Sequential analysis of peripheral blood T cells by high-resolution flow cytometry and TCRα, V, and J assignment (A) Results from an acute type ATL patient who received both conventional chemotherapy mLSG15 (A-1 to A-2) and moga (A-2 to A-3). Flow cytometric scattergrams illustrating percentages of CD4+/8+ and CADM1+CD7 (ATL) cells. For TCR repertoire analysis, 3D graphs show the frequencies of TRAV/J clones. ATL cells with a CADM1+CD7 phenotype decreased remarkably and reconstitution of polyclonal T cells was observed after moga treatment (A-3); however, 7 months later, a CADM1+CD7 cell population and the TRAV21/J49 clone reappeared and polyclonal T cells were suppressed (A-4). (B) Results from another acute type ATL patient who received mLSG15 (B-1 to B-2) and moga (B-2 to B-3). After moga treatment, PBMCs were sorted into CD4+ and CD8+ T cells, and subjected to TCR repertoire analysis (B-3 (CD4) and B-3 (CD8)). Data are representative of five independent patients. N.D.: not detected.

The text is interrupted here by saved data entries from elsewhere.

Issue #11070, opened 2022-03-17
Hugo warnings


ericvn:
I see a Hugo warning in the logs:
```
WARN 2022/03/17 09:23:41 markup.defaultMarkdownHandler=blackfriday is deprecated and will be removed in a future release. See https://gohugo.io//content-management/formats/#list-of-content-formats

Re-run Hugo with the flag --panicOnWarning to get a better error message.
Start building sites …
hugo v0.93.3-44E3C002 linux/amd64 BuildDate=2022-03-08T10:15:28Z VendorInfo=gohugoio
WARN 2022/03/17 09:24:42 .Path when the page is backed by a file is deprecated and will be removed in a future release. We plan to use Path for a canonical source path and you probably want to check the source is a file. To get the current behaviour, you can use a construct similar to the one below:

  {{ $path := "" }}
  {{ with .File }}
	{{ $path = .Path }}
  {{ else }}
	{{ $path = .Path }}
  {{ end }}


Re-run Hugo with the flag --panicOnWarning to get a better error message.
```

ericvn:
Blackfriday deprecation also noted here: https://github.com/istio/istio.io/issues/10341

ericvn:
We also use an older Hugo version for the build:
https://github.com/istio/istio.io/blob/master/netlify.toml#L5

PR #11090, opened 2022-03-22
Attempt to build on netlify with 0.95.0 hugo

jacob-delgado:
Attempt to upgrade hugo on netlify

- [X] Docs
- [ ] Installation
- [ ] Networking
- [ ] Policies and Telemetry
- [ ] Security
- [ ] Test and Release
- [ ] User Experience

### DIFF
--- a/netlify.toml
+++ b/netlify.toml
@@ -2,7 +2,7 @@
     publish = "public"
 
 [build.environment]
-    HUGO_VERSION = "0.61.0"
+    HUGO_VERSION = "0.95.0"
     NODE_VERSION = "12.8.0"
     BUILD_WITH_CONTAINER = "0"
 
--- a/netlify.toml
+++ b/netlify.toml
@@ -3,7 +3,7 @@
 
 [build.environment]
     HUGO_VERSION = "0.95.0"
-    NODE_VERSION = "12.8.0"
+    NODE_VERSION = "12.22.11"
     BUILD_WITH_CONTAINER = "0"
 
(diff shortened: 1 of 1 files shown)


jacob-delgado:
See https://github.com/istio/istio.io/issues/11070

ericvn:
@davidhauck Not sure how to best verify that the updated Hugo, etc don't have an adverse effect. Is it a wait and see if anyone finds something wrong with preliminary.istio.io? How about logs from the build? Can we compare to what we see in our current pipeline? Similar to https://github.com/istio/istio.io/issues/11070?

craigbox:
When we change the markdown renderer, we should diff the `public` directory before and after.  I'm not sure there's a useful equivalent for here?  Download a few pages before/after?

jacob-delgado:
The pages now have better human readable html in the newer Hugo versions. I'm not sure a diff would show anything.

davidhauck:
I'm not sure there's a great way to check what the differences are with the newer hugo version. Probably just wait and see if anyone finds anything wrong with preliminary.istio.io. 

I do remember trying to update hugo in the past and had some problems. Maybe the newest hugo versions don't have those problems any more. Either way, we should look around in the preview site to make sure everything is still working

ericvn (approved):
I'm fine adding this for now. We'll want to fix some of the other items, change from blackfriday, etc. but can do in another PR. We can revert this if we find issues with preliminary.istio.io.

PR #11103, opened 2022-03-24
Fix workload aggregating rules for TCP byte metrics

### LINKED ISSUE #10311: Observability Best Practices: example recording rules do not record TCP traffic
In Observability Best Practices (../docs/ops/best-practices/observability/#workload-level-aggregation-via-recording-rules) in the example prometheus configuration, the last six recording rules refer to istio_tcp_sent_bytes_total_count, istio_tcp_sent_bytes_total_sum, istio_tcp_sent_bytes_total_bucket, istio_tcp_received_bytes_total_count, istio_tcp_received_bytes_total_sum, istio_tcp_received_bytes_total_bucket.

Following the Integrations: Prometheus Option 2: Customized scraping configurations these metrics do not exist (I cant say if they do exist if following opt 1 as I have not tried that), so the TCP sent/received bytes data does not get aggregated or scraped by the 'production' prometheus. 

However, the metrics istio_tcp_sent_bytes_total and istio_tcp_received_bytes_total do exist, so replacing the last six recording rules with something like the following is one way to address the problem:
```yaml
        - record: "workload:istio_tcp_sent_bytes_total"
          expr: |
            sum without(instance, namespace, pod_name) (istio_tcp_sent_bytes_total)

        - record: "workload:istio_tcp_received_bytes_total"
          expr: |
            sum without(instance, namespace, pod_name) (istio_tcp_received_bytes_total)
```

nickgooding:
Fixes some broken suggested recording rules that treated
`istio_tcp_sent_bytes_total` and `istio_tcp_sent_received_total` as if
they were distribution type metrics rather than counters.

I have also reordered the metrics to more closely align with the order
on the "Istio Standard Metrics" page.

Fixes #10311

- [X] Docs
- [ ] Installation
- [ ] Networking
- [x] Policies and Telemetry
- [ ] Security
- [ ] Test and Release
- [ ] User Experience

### DIFF
--- a/content/en/docs/ops/best-practices/observability/index.md
+++ b/content/en/docs/ops/best-practices/observability/index.md
@@ -81,6 +81,14 @@ groups:
     expr: |
       sum without(instance, kubernetes_namespace, kubernetes_pod_name) (istio_response_bytes_bucket)
 
+  - record: "workload:istio_tcp_sent_bytes_total"
+    expr: |
+      sum without(instance, kubernetes_namespace, kubernetes_pod_name) (istio_tcp_sent_bytes_total)
+
+  - record: "workload:istio_tcp_received_bytes_total"
+    expr: |
+      sum without(instance, kubernetes_namespace, kubernetes_pod_name) (istio_tcp_received_bytes_total)
+
   - record: "workload:istio_tcp_connections_opened_total"
     expr: |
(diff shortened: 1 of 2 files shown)


ericvn:
@istio/wg-policies-and-telemetry-maintainers Would you please review.

ericvn (approved):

Moga sometimes causes a severe skin rash,11,14,15 which may be associated with depletion of regulatory T cells. Given that moga treatment resulted in propagation of some oligoclonal CD8+ T cells (Fig. 1) and CD8+ T cells dominantly infiltrate moga-associated skin rashes,4 the T cell clones increased by moga treatment in peripheral blood may infiltrate the skin and induce eruption. If this were the case, the same T cell clones would be expected to be simultaneously detected both in peripheral blood and skin; therefore, peripheral blood and skin tissue samples from four patients with moga-related rash were subjected to TCR repertoire analysis.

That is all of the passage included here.